L’immense succès des Pickwicks papers ne saurait être compris en France. Cet ouvrage est le moins traduisible de tous ceux de Charles Dickens, à cause d’une foule de locutions populaires exclusivement anglaises et appartenant plutôt à l’argot qu’à la langue littéraire. On retrouve beaucoup de ces locutions encore dans Oliver Twist ; mais il est possible de les éluder ou d’y substituer des équivalents sans nuire à l’intérêt ni travestir le sens de la phrase textuelle. Si la traduction de ce roman n’a obtenu guère plus de succès que celle de Pickwick, si Nicholas Nickleby, qui a été traduit aussi, ne donna pas encore à Charles Dickens la popularité qu’il mérite d’avoir en France comme en Allemagne, il faut se rappeler que cette popularité ne fut accordée à Walter Scott qu’après son quatrième roman : Waverley, Guy Mannering, l’Antiquaire et Rob Roy même, traduits en français, attendirent quatre ans chez leurs éditeurs que les Puritains d’Écosse vinssent faire leur réputation.

Il faut tout dire cependant : quelques progrès que la démocratie ait faits dans nos mœurs politiques et même dans nos habitudes littéraires, le goût français est encore aristocrate ; il existe dans le roman créé par le tory Walter Scott une sorte de distinction chevaleresque qui devait attirer naturellement à elle les imaginations françaises, nourries, dans les lycées de l’Empire comme dans les collèges de la Restauration, des traditions du grand siècle. Notre théâtre, qui complétait alors l’éducation classique, notre théâtre, où régnait Talma, inspirait au peuple lui-même le respect des personnages historiques. La tragédie bourgeoise était appelée un genre bâtard ; notre comédie elle-même aime les ducs et les marquis, les duchesses et les marquises. Aujourd’hui encore, malgré 1830, peut-être pour notre public, les héros des romans de Charles Dickens auraient-ils besoin de quelques quartiers de noblesse ; sans doute, ceux-là même qui sont du plus bas étage peuvent en appeler aux artistes et aux penseurs ; ils ont le droit de dire en faisant allusion au fameux aphorisme de Terence : « Nous sommes hommes après tout ; » oui, mais pour la France leur costume est trop exclusivement anglais, leur langage trop anglais aussi, soit qu’ils personnifient une classe, soit qu’ils traduisent un de ces caractères exceptionnels qui constituent l’excentricité britannique.
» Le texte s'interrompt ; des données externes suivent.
PR #797, opened 2022-03-24
[PRODX-22031]: "Clusters" additional information

AntonNos:
- Added additional informations
- Added "Open in browser" option

Please check attached:
First screenshot - non Management cluster panel
Second screenshot - Management cluster panel

Screenshot 2022-03-24 at 10 53 47
Screenshot 2022-03-24 at 10 54 02

### DIFF
--- a/src/renderer/catalogEntityDetails.tsx
+++ b/src/renderer/catalogEntityDetails.tsx
@@ -61,6 +61,57 @@ export const catalogEntityDetails = [
           >
             {getCreatedValue(props.entity.spec.createdAt)}
           </DrawerItem>
+          <DrawerItem
+            name={strings.catalog.entities.cluster.details.props.managementCluster()}
+          >
+            {strings.catalog.entities.cluster.details.props.isManagementCluster(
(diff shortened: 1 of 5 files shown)


src/renderer/catalogEntityDetails.tsx
```diff
@@ -52,15 +52,66 @@ export const catalogEntityDetails = [
...
           <DrawerItem
             name={strings.catalog.entities.common.details.props.dateCreated()}
           >
             {getCreatedValue(props.entity.spec.createdAt)}
           </DrawerItem>
+          <DrawerItem
+            name={strings.catalog.entities.common.details.props.uid()}
+          >
+            {props.entity.metadata.uid || unknownValue()}
+          </DrawerItem>
```
stefcameron, line 114: To be consistent with all the other entities when showing details, let's move UID to the top (first), then created date, and then the rest as you have them.

stefcameron (changes requested):
Nice work! Just a few small details to fix.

Au reste, les Anglais eux-mêmes placent bien haut, comme peintres nationaux, tels de nos propres romanciers que notre critique plus dédaigneuse juge tout juste dignes d’être lus par ces boutiquiers et ces grisettes dont ils racontent les peines et les plaisirs pour faire le tableau de la vie parisienne.
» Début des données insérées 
PR #806, opened 2022-03-29
[PRODX-22754]: fixed bug with table sorting

AntonNos:
- Fixed issue, when sorting was working only with `URL` column
- Fixed visual behaviour of sorting arrow

### DIFF
--- a/src/renderer/components/EnhancedTable/EnhancedTableHead.js
+++ b/src/renderer/components/EnhancedTable/EnhancedTableHead.js
@@ -25,6 +25,11 @@ const EnhSortButton = styled.button`
   color: var(--textColorAccent);
   background: transparent;
   cursor: pointer;
+
+  i {
+    ${({ isCurrentAsc }) => isCurrentAsc && 'transform: rotate(180deg);'}
+    opacity: ${({ isSortedByCurrent }) => (isSortedByCurrent ? '1;' : '0;')}
+  }
 `;
 
 const sortButtonStyles = {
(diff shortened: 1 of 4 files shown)


src/renderer/components/EnhancedTable/EnhancedTableHead.js
```diff
@@ -25,6 +25,11 @@ const EnhSortButton = styled.button`
   color: var(--textColorAccent);
   background: transparent;
   cursor: pointer;
+
+  i {
+    ${({ isCurrentAsc }) => isCurrentAsc && 'transform: rotate(180deg);'}
+    opacity: ${({ isSortedByCurrent }) => (isSortedByCurrent ? '1;' : '0;')}
```
stefcameron, line 31: I guess this "hides" it or "shows" it. Could we use the "visibility" style here instead? Set `visibility: visible` or `visibility: hidden` as appropriate. If hidden, it'll hide it without removing it from layout, so it'll maintain its presence and things won't get misaligned. Using "opacity" for this feels like a bit of a hack.

src/renderer/components/EnhancedTable/EnhancedTableHead.js
```diff
@@ -65,5 +79,7 @@ export const EnhancedTableHead = ({ sortBy, headerValues }) => {
 
 EnhancedTableHead.propTypes = {
   sortBy: PropTypes.func.isRequired,
+  sortedBy: PropTypes.string.isRequired,
+  order: PropTypes.string.isRequired,
```
stefcameron, line 83: This would be more useful if it was typed as `order: PropTypes.oneOf(['asc', 'desc']).isRequired`

stefcameron (changes requested):

stefcameron:
I don't think I was able to reproduce the bug you were talking about in Slack. AFAICT, all the original issues I found are fixed.

But there is one strange thing, which is that even though the status of both Clouds is "Disconnected", toggling the sort order still changes the order. I would've expected the order to remain stable since the values are the same. But I think this is likely related to `Array.sort()` stability not being guaranteed earlier than ECMAScript 2019, and I'm assuming the version of Electron Lens is using might be earlier than that. I can't see what piece of our code would make this unstable.

Sorting the URL when we have 2 Clouds, one with an IP address and one with a domain, may result in the opposite order you expect, but I think that's because "1" comes before "a" in ASCII.

src/renderer/components/EnhancedTable/EnhancedTableHead.js
AntonNos: Fixed

stefcameron (approved):

PR #2296, opened 2025-03-24
refactor: Reduce congnitive complexity of Diskwriter network

Matovidlo:
**Changes:**
- Connection is created/constructed using method
- Client closes connection in separate method

-----------


internal/pkg/service/stream/storage/level/local/diskwriter/network/connection/connection.go
```diff
@@ -153,32 +153,7 @@ func (m *Manager) updateConnections(ctx context.Context) {
 	}
 
 	// Detect new nodes - to open connection
```
jachym-tousek-keboola, line 155: This comment should be moved inside of `getConnections` with possibly a new comment here.

jachym-tousek-keboola (approved):

internal/pkg/service/stream/storage/level/local/diskwriter/network/connection/connection.go
Matovidlo: fixed

hosekpeter (approved):

PR #2297, opened 2025-03-24
feat: Remove decrypted tokens

jachym-tousek-keboola:
Second phase of token migration for streams - removal of the decrypted values.


Matovidlo (commented):
I am unsure what we want to achieve by this PR.
We still have Token and Encrypted token present in the schema. We just encrypt remaining tokens for which we have migration for.
Basically we want to migrate all streams and remove the Token forever. 

Are we just unsure that someone is not migrated?

Matovidlo (approved):
LGTM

Sous le rapport du choix de leurs sujets, il existe une grande analogie entre la première manière du peintre Wilkie et les premiers romans de Charles Dickens. Comme le Teniers anglais, allant faire en Espagne, en Italie et jusqu’en Orient de nouvelles études, l’auteur d’Oliver Twist semble, depuis quelques années, chercher un plus large horizon en allant successivement voyager aux États-Unis, en Italie et en Suisse. Il était naturel qu’il tournât d’abord ses regards vers cette Amérique anglaise, où la piraterie des libraires lui avait créé des lecteurs par millions. L’annonce de son excursion de l’autre côté de l’Atlantique fut saluée par tous ces lecteurs avec une acclamation universelle. On lui prépara littéralement une odyssée triomphale. À son débarquement, il y eut une foule pour le recevoir. Un prince eût plus facilement que le simple romancier réclamé l’incognito au milieu de cette population démocratique. Partout où la présence de Charles Dickens était soupçonnée, il se faisait une espèce d’émeute de curieux ; partout où ce nom était prononcé, mille échos le répétaient avec des transports, et ce cri d’enthousiasme éclata même, je crois, pour lui, au-dessus de la voix tonnante des cascades du Niagara.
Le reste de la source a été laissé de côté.